Traversals have also been added to AQL. Please read the chapter about AQL traversals before you continue reading here. Most of the traversal cases are covered by AQL and will be executed in an optimized way. Only if the logic for your is too complex to be defined using AQL filters you can use the traversal object defined here which gives you complete programmatic access to the data.
For any of the following examples, we’ll be using the example collections v and e, populated with continents, countries and capitals data listed below (see Example Data).
To learn more about graphs in ArangoDB take the free ArangoDB Graph Course.
Starting from Scratch
ArangoDB provides the edges, inEdges, and outEdges methods for edge collections. These methods can be used to quickly determine if a vertex is connected to other vertices, and which. This functionality can be exploited to write very simple graph queries in JavaScript.

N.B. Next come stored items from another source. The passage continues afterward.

PR #865, opened 2026-09-14
Configure OptiX callable stack sizes

### LINKED ISSUE #858: OptiX pipelines do not configure direct-callable stack sizes
## Problem

The OptiX backend creates and links ray-tracing pipelines in `src/cuda/optix-api-impl.cpp`, but it never computes program-group stack requirements or calls `optixPipelineSetStackSize` (or `optixPipelineSetStackSizeFromCallDepths`).

OptiX documents that its internal default is correct only when there are no direct-callable programs or motion transforms. Once a pipeline contains a Slang `[shader("callable")]` entry invoked through `CallShader`, the backend cannot rely on that default.

This is separate from #857. Correcting the emitted entry-point prefix lets OptiX create the callable program group, but does not establish a valid runtime stack contract for non-trivial direct callables.

## Reproduction shape

A ray-generation, miss, or closest-hit shader calls a direct callable whose body has a non-zero direct stack requirement. slang-rhi links the callable program group but launches the pipeline without configuring `directCallableStackSizeFromState`. An intersection or any-hit caller has the analogous `directCallableStackSizeFromTraversal` requirement.

The existing callable runtime test is a leaf callable and may happen to use no measurable direct stack, so it is not sufficient coverage for this defect.

## Expected direction

- Accumulate stack sizes for every linked OptiX program group.
- Provide or derive maximum direct-call depth separately for calls from traversal (`intersection`/`anyhit`) and state (`raygeneration`/`miss`/`closesthit`).
- Configure the pipeline stack after linking.
- Add a callable runtime test whose generated direct-callable body requires stack.

The public `RayTracingPipelineDesc` currently exposes only `maxRecursion`; it has no direct-callable-depth or traversable-graph-depth contract, so the API/default policy needs to be decided as part of the fix.

kaizhangNV:
## Motivation

Consider this call tree:

```slang
[shader("raygeneration")]
void rayGen()
{
    CallShader(0, payload);
}

[shader("callable")]
void callableA(inout Payload payload)
{
    CallShader(1, payload);
}
```

The ray-generation shader activates callable A, which activates callable B. OptiX requires stack space for two simultaneously active direct-callable frames, but slang-rhi linked the program groups without computing or setting any pipeline stack sizes. OptiX's internal default is only valid when a pipeline has no direct callables or motion transforms. This is tracked by #858.

## Proposed solution

Add an ABI-safe `OptixRayTracingPipelineDesc` chained through `RayTracingPipelineDesc::next`. It gives the application explicit maximum direct-callable depths for call trees originating from state shaders and traversal shaders. A state depth of one preserves existing leaf-callable behavior; nested or recursive call trees opt into their actual finite bound.

After linking, the OptiX backend queries every program group through the selected SDK wrapper, accumulates the requirements locally, and uses the official stack-size formula to compute the state, traversal, and continuation sizes. It then configures the pipeline for the existing backend IAS-to-GAS traversable graph depth of two.

## Change summary

- Add `OptixRayTracingPipelineDesc` with documented state/traversal depth semantics and a concrete depth-two example.
- Query each program-group stack size through its version-local OptiX wrapper and accumulate the maxima.
- Compute split direct-callable sizes with `optixUtilComputeStackSizesDCSplit` and apply them with `optixPipelineSetStackSize`.
- Add a portable nested `CallShader` runtime test on D3D12, Vulkan, and CUDA; CUDA chains a state-call depth of two.
- Keep a value live across the nested call so the regression exercises a non-trivial direct-callable frame.

## Concepts and vocabulary

- **State shader**: OptiX's ray-generation, miss, or closest-hit execution state.
- **Traversal shader**: OptiX's intersection or any-hit execution state.
- **Direct-call depth**: the maximum number of simultaneously active direct-callable frames in one call tree. Ray generation -> callable A -> callable B has depth two.
- **Traversable graph depth**: the acceleration-structure graph depth, independent of shader-call depth. slang-rhi currently accepts IAS -> GAS, whose depth is two.

## Process report

The valid native input to stack calculation is the vector of `OptixProgramGroup` objects already created by `ContextImpl::createPipeline`. The implementation keeps that canonical representation: it does not reconstruct an AST, IR call graph, or source-level entry-point map. Each program group is passed directly to `optixProgramGroupGetStackSize` together with the linked pipeline, which also lets OptiX account for external functions. The maxima are accumulated in a translation-unit-local helper rather than `optixUtilAccumulateStackSizes`: the OptiX 8.0 inline helper has external linkage and can be coalesced across the 8.0, 8.1, and 9.0 wrapper translation units in debug builds. That made a newer wrapper dispatch through the uninitialized 8.0 function table. The local helper preserves the SDK accumulation formula while binding the query to the selected SDK version.

`OptixStackSizes` exposes one conservative maximum direct-callable requirement rather than reachability split by caller category. The backend therefore uses that same safe upper bound for each enabled category, while `OptixRayTracingPipelineDesc` supplies the separate finite call-tree depths. Deriving those depths from shader-table count would be incorrect because a dynamic callable index can form cycles or data-dependent recursion, and current Slang reflection exposes no finite call-graph bound.

The pipeline takes ownership of its native modules and program groups before the new stack queries. If a query or stack configuration fails, normal `RefPtr` destruction releases every partially configured OptiX object; no fallback or masked error path is introduced. Continuation callables remain unsupported and use depth zero. Motion transforms remain unsupported, so `maxTraversableGraphDepth` stays two, matching the existing single-level-instancing compile flag.

Validation used the fetched Slang 2026.17.1 dependency and a capped Clang Debug build (eight jobs maximum):

- Full Linux x86_64 CUDA/Vulkan/WebGPU device sweep: 884/884 test cases passed.
- CUDA ray-tracing suite: 66/66 test cases passed under each of OptiX 8.0, 8.1, and 9.0.
- Both CI crash reproducers, `opacity-micromap-trace.cuda` and `ray-tracing-intrinsics-accept-hit-and-end-search.cuda`, pass in the local OptiX suites.
- Nested callable runtime passed on Vulkan.

Closes #858.


include/slang-rhi.h
```diff
@@ -2186,6 +2188,31 @@ struct RayTracingPipelineDesc
...
 };
 
+/// OptiX-specific stack limits for a ray-tracing pipeline.
+///
+/// Chain this structure through `RayTracingPipelineDesc::next` when an OptiX pipeline needs limits
+/// other than the defaults below. OptiX requires the maximum callable depth before it can allocate
+/// the pipeline stack. Slang reflection does not expose a finite bound for dynamic `CallShader`
+/// indices, so the application supplies that bound explicitly. Other backends ignore this
+/// descriptor.
+struct OptixRayTracingPipelineDesc
```
skallweitNV, line 2198: I assume the same max depth configuration is not available in D3D12, Vulkan and Metal? Otherwise this should probably go into the main pipeline descriptor.

kaizhangNV: Correct. The same configuration is not available on the other implemented ray-tracing backends. D3D12 and Vulkan expose a total pipeline stack size in bytes rather than the separate OptiX maximum direct-callable depths from state and traversal shaders. Their API-defined default stack calculations already include two callable stack contributions, which covers the depth-two test added here; slang-rhi currently relies on those defaults. Metal ray-tracing pipeline creation is not implemented yet. Since the split depth values map directly to optixUtilComputeStackSizesDCSplit and have no direct cross-backend representation, I kept them in the OptiX extension rather than adding fields that the other backends would ignore.

skallweitNV: that makes sense

PR #429, opened 2021-03-27
Battery Overhaul

pablocnvs:
This PR overhauls the production of batteries, replacing the old batteries with newer ones based on current technologies and make their production be more in line with the current style of the game. The pr has been coded to ensure nobody loses the batteries they have made, so the new batteries relate to the old ones. Expect however a shift in textures, as the previous material tiers (Vanadium, Naquadria and Neutronium) have been replaced by tiers based on cell chemistry (Lithium Ion, Lithium Sulfide and Fluoride).
As a bonus, the pr gives more uses to items and fluids that have just one use, encouraging the investment in those chains.

PS: The UMV and UXV wires are a bit of a placeholder, as there is no more materials for those tiers


brachy84:
If I'm not mistaken then this will delete all existing batterys from existing saves, which is obviously not good

pablocnvs:
I'm going to retest that, but i think first time everything went ok

pablocnvs:
Proof that no batteries are lost:





Textures have changed, but tier remains the same

hjae78 (approved):

Zalgo239 (approved):

Yefancy (approved):

DStrand1 (approved):
Looks good! At this point though, I feel we should maybe rename or even remove the config option for "GT5u ZPM/UV batteries" since they are not from GT5U anymore.

PR #433, opened 2021-03-31
Move Recipe Reversal Recipes to After CT

DStrand1:
This PR is simple, and moves both the Electric Implosion Compressor and Disassembler recipe generation calls to be after CraftTweaker recipes have been generated. This way, these two machines will properly respect the updated recipes instead of needing to be manually changed for all CraftTweaker changes implemented.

For example, to determine which edges are linked to the world vertex, we can use inEdges:
db.e.inEdges('v/world').forEach(function(edge) {
require("@arangodb").print(edge._from, "->", edge.type, "->", edge._to);
});
inEdges will give us all ingoing edges for the specified vertex v/world. The result is a JavaScript array that we can iterate over and print the results:
v/continent-africa -> is-in -> v/world
v/continent-south-america -> is-in -> v/world
v/continent-asia -> is-in -> v/world
v/continent-australia -> is-in -> v/world
v/continent-europe -> is-in -> v/world
v/continent-north-america -> is-in -> v/world
Note: edges, inEdges, and outEdges return an array of edges. If we want to retrieve the linked vertices, we can use each edges’ _from and _to attributes as follows:
db.e.inEdges('v/world').forEach(function(edge) {
require("@arangodb").print(db._document(edge._from).name, "->", edge.type, "->", db._document(edge._to).name);
});
We are using the document method from the db object to retrieve the connected vertices now.
While this may be sufficient for one-level graph operations, writing a traversal by hand may become too complex for multi-level traversals.